Nine of 10 industry groups in the S&P 500 advanced as a stronger-than-expected reading in the Institute for Supply Management’s factory index coupled with the housing data signaled the economy may be stabilizing. The ISM’s manufacturing index climbed to 36.3 in March, a third consecutive gain that brought it closer to the reading of 50 that differentiates between contraction and growth.

The data helped the market overcome an early slump spurred by concern over GM and a report by ADP Employer Services that showed employers cut 742,000 workers in March, more than economists estimated.

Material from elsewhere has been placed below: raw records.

PR #2309, opened 2026-02-09
Fix pkg_resources error by updating setuptools version

timfelle:
Adjust the setuptools version constraint to resolve the pkg_resources error.

> [!NOTE]
> Must be forced due to issues with python dependencies for `flint`.


adperezm (approved):

timofeymukha (approved):

timfelle:
It is only @njansson who can force push this stuff correct?

PR #2310, opened 2026-02-09
Add field-based source term

timofeymukha:
Adds a source term, which takes its values from fields in the registry. Mostly intended for scenarios where another part of the simulation is responsible for computing the source based on its own logic.

P.S. Does anyone remember what the `variable_name` argument in the constructor was supposed to be used for? I think it is not used anywhere atm.


timfelle:
> P.S. Does anyone remember what the `variable_name` argument in the constructor was supposed to be used for? I think it is not used anywhere atm.

Based on the docstring, I would expect it to be what the source term is applied to, Pressure, velocity, scalar or something.

src/source_terms/field_source_term.f90
```diff
@@ -0,0 +1,154 @@
...
+    end do
+
+  end subroutine field_source_term_init_from_components
+
+  !> Destructor.
+  subroutine field_source_term_free(this)
+    class(field_source_term_t), intent(inout) :: this
+
+    call this%free_base()
+    call this%registry_fields%free()
```
vbaconnet, line 136: The field list destructor also deallocates the field_t targets to which the pointers point to, isn't that dangerous? (see [`field_list_free()`](https://neko.cfd/docs/develop/d1/d13/field__list_8f90_source.html#l00138))

I think this is out of scope of your PR but I very much dislike this behavior of the field list destructor. The field list is populated with pointers to fields allocated externally, but for some reason its destructor takes on the responsibility of deallocating those fields. 

I guess it's a safety to avoid memory leakage but in this case you're literally freeing fields from the registry before the actual registry frees them... It's more about the principle than actually preventing bugs, although you never know.

vbaconnet (approved):
Cool :) A step closer to case file self-sufficiency? 

I just had a comment about the field_list destructor.. but since it's a bit out of scope I think we may skip it for now :)

src/source_terms/field_source_term.f90
timfelle: This is indeed a great point, and something we have been looking at for a bit now. For now, some progress is made in PR #2312, where we start to streamline wrapper and pointer types, to make it explicit if an object is just pointed to, or it is owned by the object.

timofeymukha: Yes, you are absolutely right @vbaconnet . In fact, we typically use field_list as a non-owning object to just gather pointers together. Tim has been working on this stuff, as you see, and I hope we sort it out soon and have clear conventions and guidelines!

vbaconnet: > For now, some progress is made in PR #2312, where we start to streamline wrapper and pointer types, to make it explicit if an object is just pointed to, or it is owned by the object.

Cool! I totally missed those discussions, sorry..

vbaconnet: Oh yea now it makes total sense, just had to read the PR a bit... that's great!

Shiyu-Sandy-Du (approved):

timfelle (changes requested):
No changelog update

timfelle (approved):

Issue #2301, opened 2026-02-05
Json type check inconsistency


arash-mp:
Currently,
checkpoint_control looks for a real input even if the control is "tsteps". So the following will lead to crash:
        "checkpoint_control": "tsteps",
        "checkpoint_value": 5000.0,

but at the same time, output_control looks for an integer when the control type is time_step. so the following works:
            "output_control": "tsteps",
            "output_value": 100

PR #2311, opened 2026-02-09
Fix checkpoint value parsing

timofeymukha:
Fix issue #2301.

Additionally, fixes some default values to be the same as in the documentation (no defaults).


adperezm (approved):

vbaconnet (approved):

timfelle (commented):
The checkpoint options are kinda funky now.

If a user does not specify `case.output_checkpoints` at all, then we expect they intend to save checkpoints. Therefore it is mandatory to have `case.checkpoint_control` in the case file, since we now removed the default value for that. Is that really intentional?Or would it not be more intuitive for the default of `case.output_checkpoints` to be false, since if a user wants checkpoints, they probably know how they want them to be spaced.

This currently cause the `rayleigh_benard` case to fail.

timofeymukha:
> The checkpoint options are kinda funky now.
> 
> If a user does not specify `case.output_checkpoints` at all, then we expect they intend to save checkpoints. Therefore it is mandatory to have `case.checkpoint_control` in the case file, since we now removed the default value for that. Is that really intentional? Or would it not be more intuitive for the default of `case.output_checkpoints` to be false, since if a user wants checkpoints, they probably know how they want them to be spaced.
> 
> This currently cause the `rayleigh_benard` case to fail.

Ugh, yeah, good catch! I guess both defaults are defensible; we can discuss at the meeting today!

timfelle (dismissed):
Also missing changelog update

timofeymukha:
@timfelle @adperezm @vbaconnet Should be good to go now, hopefully. Check out the description I added to the case file. Also, output_checkpoints is now mandatory, as we discussed.

doc/pages/user-guide/case-file.md
```diff
@@ -80,17 +80,46 @@ but also defines several parameters that pertain to the simulation as a whole.
...
+point, if one sets `output_at_end` to `true`, this will trigger a write as per
+usual. However, if `output_at_end` is `false`, Neko will still write a special
+checkpoint file, with the filename called `joblimit#####.chkp`. This is done so
+that the user is at least provided a restart file, and none of the computer time
+spent on the simulation is wasted. Generally, however, it is recommended to
+have `output_at_end` set to `true` in tandem with `job_timelimit`, so that what
+exactly gets written is controlled by the case file settings.
+
+
+
```
timfelle: Why so many empty lines?
```suggestion

```

src/case.f90
```diff
@@ -512,19 +512,19 @@ subroutine case_init_common(this)
             always_write_mesh = logical_val)
     end if
 
-    call json_get_or_default(this%params, 'case.fluid.output_control',&
-         string_val, 'org')
+    call json_get(this%params, 'case.fluid.output_control', string_val)
 
     if (trim(string_val) .eq. 'org') then
```
timfelle, line 517: I do not think we document that a user can set this to `org`.

src/case.f90
```diff
@@ -538,19 +538,29 @@ subroutine case_init_common(this)
     !
     ! Save checkpoints (if nothing specified, default to saving at end of sim)
     !
-    call json_get_or_default(this%params, 'case.output_checkpoints',&
-         logical_val, .true.)
+    call json_get(this%params, 'case.output_checkpoints',&
+         logical_val)
```
timfelle: No reason to break this line
```suggestion
    call json_get(this%params, 'case.output_checkpoints', logical_val)
```

src/case.f90
timofeymukha: Yeah, that was kind of intentional to be honest, it was always a bit of a legacy feature :P. Ideally, this whole setup should be moved to the fluid type, and without us having to pass the whole case json to it.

The market’s gains were limited as Celgene Corp. led S&P 500 health-care companies, the index’s second-biggest group, to the only decline among 10 industries.

Health Shares Slump

Celgene fell 13 percent, the most since September, to $38.47. The biotechnology company that makes most of its sales from the cancer drug Revlimid said it expects 2009 profit at the lower end of its previously forecast range.

Apollo Group Inc. lost 15 percent to $66.46, the steepest lost in the S&P 500. The owner of the for-profit University of Phoenix was cut to “neutral” from “outperform” at Robert W. Baird Ltd., which cited lower 2010 earnings estimates, increased investments and potentially higher bad debt.

Aflac Inc. dropped 3.2 percent to $18.75. S&P downgraded hybrid debt issued by more than 60 European firms. Aflac, the largest seller of supplemental insurance, said in February that downgrades of such securities may force the company to take more writedowns this year.

The ouster of GM and Citigroup from News Corp.’s global stock index is leading to calls for Rupert Murdoch’s company to also remove them from the 112-year-old Dow Jones Industrial Average.

GM and Citigroup were dropped from the 150-stock Global Dow after “extraordinary market conditions” pushed down the shares more than 88 percent in the past year, News Corp. said in a March 27 press release. They are among five stocks in the 30- company Dow industrials that closed below $10 this year.